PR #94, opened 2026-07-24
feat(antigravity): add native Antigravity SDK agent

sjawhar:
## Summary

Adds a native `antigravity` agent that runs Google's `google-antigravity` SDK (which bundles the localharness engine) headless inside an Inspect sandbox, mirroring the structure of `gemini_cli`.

####

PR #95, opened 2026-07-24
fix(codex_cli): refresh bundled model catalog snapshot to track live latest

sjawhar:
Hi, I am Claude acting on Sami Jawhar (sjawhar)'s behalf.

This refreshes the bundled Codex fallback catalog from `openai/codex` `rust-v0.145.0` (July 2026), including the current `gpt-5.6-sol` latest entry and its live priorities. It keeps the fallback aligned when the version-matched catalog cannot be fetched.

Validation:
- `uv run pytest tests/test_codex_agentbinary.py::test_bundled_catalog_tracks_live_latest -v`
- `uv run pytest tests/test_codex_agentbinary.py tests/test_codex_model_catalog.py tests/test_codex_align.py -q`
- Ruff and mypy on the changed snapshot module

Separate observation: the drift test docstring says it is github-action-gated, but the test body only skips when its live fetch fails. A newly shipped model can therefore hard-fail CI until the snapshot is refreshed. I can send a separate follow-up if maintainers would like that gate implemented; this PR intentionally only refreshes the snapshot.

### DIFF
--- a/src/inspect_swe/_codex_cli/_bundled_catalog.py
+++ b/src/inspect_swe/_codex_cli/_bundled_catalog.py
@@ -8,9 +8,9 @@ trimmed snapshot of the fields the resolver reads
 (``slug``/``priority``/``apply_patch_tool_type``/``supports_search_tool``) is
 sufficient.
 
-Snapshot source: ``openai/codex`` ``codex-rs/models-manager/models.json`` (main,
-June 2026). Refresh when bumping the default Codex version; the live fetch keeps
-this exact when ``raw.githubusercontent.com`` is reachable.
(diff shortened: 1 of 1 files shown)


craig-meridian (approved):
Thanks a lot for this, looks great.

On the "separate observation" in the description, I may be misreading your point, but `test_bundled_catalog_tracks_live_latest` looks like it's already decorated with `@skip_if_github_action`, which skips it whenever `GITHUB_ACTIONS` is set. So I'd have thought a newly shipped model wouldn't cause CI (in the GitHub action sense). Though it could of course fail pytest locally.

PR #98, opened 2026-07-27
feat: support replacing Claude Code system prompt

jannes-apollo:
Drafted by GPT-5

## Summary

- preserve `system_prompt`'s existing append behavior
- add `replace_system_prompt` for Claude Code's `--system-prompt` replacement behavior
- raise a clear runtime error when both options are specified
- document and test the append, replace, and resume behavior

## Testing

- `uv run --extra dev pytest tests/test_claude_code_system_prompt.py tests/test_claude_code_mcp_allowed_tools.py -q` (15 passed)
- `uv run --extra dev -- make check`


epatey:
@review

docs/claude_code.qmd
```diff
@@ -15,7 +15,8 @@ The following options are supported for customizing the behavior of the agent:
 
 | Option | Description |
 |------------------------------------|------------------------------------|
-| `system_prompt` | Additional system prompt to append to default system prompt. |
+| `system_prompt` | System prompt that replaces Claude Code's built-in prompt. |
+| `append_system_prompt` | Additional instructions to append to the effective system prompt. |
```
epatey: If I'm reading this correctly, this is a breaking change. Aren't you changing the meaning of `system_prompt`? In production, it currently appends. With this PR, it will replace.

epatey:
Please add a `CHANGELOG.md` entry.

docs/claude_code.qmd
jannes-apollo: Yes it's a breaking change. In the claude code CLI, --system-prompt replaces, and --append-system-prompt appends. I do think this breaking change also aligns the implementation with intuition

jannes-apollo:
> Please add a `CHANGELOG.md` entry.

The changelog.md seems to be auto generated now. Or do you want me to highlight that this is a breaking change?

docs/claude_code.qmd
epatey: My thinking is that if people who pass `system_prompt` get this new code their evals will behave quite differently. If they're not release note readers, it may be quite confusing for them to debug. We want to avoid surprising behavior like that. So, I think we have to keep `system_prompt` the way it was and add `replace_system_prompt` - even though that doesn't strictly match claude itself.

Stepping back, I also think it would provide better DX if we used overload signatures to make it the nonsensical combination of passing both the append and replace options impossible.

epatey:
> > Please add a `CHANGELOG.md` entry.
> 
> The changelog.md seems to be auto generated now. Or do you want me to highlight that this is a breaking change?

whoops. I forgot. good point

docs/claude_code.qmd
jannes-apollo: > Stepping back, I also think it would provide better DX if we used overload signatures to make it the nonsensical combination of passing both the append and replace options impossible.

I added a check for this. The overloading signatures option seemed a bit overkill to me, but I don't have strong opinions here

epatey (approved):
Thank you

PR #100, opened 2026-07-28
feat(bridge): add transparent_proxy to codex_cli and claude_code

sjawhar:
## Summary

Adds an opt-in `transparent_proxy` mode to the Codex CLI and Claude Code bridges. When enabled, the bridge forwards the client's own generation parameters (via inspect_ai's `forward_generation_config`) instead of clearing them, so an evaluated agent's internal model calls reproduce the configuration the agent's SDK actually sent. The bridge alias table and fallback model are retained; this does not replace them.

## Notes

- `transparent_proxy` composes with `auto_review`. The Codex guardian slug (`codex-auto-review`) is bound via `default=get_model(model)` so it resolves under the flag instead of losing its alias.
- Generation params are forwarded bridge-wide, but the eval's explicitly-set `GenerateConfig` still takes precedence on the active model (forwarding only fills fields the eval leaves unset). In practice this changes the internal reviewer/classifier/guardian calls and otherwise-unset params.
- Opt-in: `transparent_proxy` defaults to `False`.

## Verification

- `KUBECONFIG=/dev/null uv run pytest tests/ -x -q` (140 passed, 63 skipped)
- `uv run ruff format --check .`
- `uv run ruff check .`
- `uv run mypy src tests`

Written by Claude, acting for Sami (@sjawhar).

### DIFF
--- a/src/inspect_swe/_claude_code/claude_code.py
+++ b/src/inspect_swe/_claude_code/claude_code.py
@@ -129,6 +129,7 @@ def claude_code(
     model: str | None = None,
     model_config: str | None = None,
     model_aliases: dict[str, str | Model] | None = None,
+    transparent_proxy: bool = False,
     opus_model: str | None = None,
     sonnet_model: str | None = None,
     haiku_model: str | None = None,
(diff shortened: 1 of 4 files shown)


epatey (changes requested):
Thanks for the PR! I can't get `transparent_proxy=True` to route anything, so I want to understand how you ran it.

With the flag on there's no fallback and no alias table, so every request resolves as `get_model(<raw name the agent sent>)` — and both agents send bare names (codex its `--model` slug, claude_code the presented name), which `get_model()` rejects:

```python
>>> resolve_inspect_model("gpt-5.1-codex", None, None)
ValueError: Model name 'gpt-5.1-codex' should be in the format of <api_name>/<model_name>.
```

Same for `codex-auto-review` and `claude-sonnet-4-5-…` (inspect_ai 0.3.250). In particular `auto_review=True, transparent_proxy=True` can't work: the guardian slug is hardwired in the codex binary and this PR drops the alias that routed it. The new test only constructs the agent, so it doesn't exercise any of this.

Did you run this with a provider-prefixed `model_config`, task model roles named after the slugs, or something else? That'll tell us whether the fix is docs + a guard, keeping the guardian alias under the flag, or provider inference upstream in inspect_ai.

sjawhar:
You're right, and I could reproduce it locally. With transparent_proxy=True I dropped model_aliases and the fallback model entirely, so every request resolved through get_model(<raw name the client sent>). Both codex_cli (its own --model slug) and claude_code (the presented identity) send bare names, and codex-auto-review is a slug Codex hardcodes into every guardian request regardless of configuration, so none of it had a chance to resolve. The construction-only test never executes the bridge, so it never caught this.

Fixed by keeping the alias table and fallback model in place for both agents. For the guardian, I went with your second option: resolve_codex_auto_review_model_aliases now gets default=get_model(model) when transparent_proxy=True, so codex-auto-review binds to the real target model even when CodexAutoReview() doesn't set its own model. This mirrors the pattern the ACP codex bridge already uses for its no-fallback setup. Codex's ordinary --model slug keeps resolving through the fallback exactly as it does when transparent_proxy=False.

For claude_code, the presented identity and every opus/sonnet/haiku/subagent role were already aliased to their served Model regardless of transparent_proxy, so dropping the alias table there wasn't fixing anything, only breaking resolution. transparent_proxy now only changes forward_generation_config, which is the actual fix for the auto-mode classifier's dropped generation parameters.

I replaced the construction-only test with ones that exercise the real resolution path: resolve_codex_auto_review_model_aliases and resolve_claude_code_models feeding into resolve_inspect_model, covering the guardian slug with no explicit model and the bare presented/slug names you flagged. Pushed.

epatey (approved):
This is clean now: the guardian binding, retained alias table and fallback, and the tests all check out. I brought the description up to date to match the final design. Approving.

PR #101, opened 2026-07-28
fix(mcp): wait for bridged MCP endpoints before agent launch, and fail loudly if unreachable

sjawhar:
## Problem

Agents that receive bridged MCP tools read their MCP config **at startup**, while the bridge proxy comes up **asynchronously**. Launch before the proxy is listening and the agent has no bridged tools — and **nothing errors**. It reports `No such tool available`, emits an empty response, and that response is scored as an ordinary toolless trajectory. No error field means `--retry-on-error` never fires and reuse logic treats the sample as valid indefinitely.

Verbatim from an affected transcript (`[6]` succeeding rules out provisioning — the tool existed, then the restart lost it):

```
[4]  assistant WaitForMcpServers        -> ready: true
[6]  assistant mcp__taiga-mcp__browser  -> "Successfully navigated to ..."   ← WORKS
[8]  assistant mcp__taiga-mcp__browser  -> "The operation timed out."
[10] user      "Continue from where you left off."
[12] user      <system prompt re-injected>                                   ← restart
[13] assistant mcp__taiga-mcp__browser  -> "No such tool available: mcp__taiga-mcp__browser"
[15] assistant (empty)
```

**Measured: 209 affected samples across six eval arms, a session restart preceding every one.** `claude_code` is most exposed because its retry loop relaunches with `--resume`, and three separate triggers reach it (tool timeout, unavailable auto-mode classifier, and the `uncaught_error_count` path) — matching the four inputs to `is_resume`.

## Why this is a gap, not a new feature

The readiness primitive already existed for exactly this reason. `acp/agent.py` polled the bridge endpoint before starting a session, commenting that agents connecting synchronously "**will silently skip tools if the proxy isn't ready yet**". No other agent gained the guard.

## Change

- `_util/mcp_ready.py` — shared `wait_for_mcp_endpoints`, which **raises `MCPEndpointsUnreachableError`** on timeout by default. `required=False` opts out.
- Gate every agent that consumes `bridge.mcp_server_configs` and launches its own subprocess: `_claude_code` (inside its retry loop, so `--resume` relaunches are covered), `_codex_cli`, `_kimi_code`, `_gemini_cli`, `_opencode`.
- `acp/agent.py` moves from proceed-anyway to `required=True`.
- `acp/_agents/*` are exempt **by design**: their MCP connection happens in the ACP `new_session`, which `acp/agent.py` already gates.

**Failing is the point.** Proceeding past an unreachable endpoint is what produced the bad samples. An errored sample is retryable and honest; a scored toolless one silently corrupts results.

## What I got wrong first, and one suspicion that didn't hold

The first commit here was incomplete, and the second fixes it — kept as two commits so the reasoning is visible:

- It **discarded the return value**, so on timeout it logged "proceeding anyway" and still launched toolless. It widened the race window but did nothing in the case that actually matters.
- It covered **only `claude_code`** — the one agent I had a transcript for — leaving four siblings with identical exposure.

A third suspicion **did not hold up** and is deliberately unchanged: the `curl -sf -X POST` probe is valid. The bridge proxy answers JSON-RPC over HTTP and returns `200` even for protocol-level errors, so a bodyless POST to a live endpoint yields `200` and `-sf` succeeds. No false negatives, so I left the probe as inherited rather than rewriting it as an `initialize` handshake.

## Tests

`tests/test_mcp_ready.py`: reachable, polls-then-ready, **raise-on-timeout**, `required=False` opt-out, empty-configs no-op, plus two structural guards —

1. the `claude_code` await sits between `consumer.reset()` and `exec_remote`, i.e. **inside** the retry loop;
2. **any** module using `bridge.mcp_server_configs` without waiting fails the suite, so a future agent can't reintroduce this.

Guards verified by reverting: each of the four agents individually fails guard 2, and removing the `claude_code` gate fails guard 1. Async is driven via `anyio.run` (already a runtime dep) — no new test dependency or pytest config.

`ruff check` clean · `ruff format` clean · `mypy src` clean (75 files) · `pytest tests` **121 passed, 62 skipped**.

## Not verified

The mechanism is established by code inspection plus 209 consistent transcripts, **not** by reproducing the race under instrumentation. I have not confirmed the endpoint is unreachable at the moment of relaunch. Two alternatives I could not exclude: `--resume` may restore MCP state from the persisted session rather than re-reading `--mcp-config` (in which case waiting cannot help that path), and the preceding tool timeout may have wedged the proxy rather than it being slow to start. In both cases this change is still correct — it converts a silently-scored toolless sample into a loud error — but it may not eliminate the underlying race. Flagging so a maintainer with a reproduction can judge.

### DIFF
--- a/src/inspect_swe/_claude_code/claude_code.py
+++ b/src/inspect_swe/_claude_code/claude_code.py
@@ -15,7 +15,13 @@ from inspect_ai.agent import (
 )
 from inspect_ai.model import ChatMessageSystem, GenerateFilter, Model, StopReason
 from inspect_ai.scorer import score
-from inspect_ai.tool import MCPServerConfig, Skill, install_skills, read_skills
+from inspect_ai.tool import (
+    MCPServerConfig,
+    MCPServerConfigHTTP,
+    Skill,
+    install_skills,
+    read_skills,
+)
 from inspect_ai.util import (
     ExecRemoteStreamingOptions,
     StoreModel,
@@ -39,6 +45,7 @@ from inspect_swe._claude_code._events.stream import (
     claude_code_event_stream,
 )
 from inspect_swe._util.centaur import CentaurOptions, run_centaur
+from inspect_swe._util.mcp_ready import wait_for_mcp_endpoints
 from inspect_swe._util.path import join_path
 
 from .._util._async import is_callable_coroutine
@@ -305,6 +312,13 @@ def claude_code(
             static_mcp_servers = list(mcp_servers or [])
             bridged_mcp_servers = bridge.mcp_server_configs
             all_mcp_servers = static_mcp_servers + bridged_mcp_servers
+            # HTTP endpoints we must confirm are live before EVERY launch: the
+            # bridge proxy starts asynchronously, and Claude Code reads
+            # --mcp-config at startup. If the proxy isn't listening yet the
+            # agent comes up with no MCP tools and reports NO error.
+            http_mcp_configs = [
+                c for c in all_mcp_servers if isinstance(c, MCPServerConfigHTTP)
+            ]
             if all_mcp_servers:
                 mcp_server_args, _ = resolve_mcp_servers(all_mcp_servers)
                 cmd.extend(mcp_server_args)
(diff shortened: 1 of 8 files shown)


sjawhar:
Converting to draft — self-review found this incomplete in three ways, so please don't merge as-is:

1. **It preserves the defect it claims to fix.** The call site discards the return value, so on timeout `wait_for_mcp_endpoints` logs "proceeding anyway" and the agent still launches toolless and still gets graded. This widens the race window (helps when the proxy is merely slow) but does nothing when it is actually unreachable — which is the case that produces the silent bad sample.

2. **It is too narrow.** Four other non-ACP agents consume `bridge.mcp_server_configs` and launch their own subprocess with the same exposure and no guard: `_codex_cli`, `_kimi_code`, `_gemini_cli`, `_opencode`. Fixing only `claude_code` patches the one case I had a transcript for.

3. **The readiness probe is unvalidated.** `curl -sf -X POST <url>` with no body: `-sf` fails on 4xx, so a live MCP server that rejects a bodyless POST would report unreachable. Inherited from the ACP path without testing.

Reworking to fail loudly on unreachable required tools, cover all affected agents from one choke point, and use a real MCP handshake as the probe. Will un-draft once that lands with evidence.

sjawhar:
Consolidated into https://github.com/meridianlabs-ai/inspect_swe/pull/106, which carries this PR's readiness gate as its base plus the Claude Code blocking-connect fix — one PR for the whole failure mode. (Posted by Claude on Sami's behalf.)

####

Problem: Every line in the listing that holds "generated" belongs in the answer.

Task answer:
The changelog.md seems to be auto generated now. Or do you want me to highlight that this is a breaking change?
> The changelog.md seems to be auto generated now. Or do you want me to highlight that this is a breaking change?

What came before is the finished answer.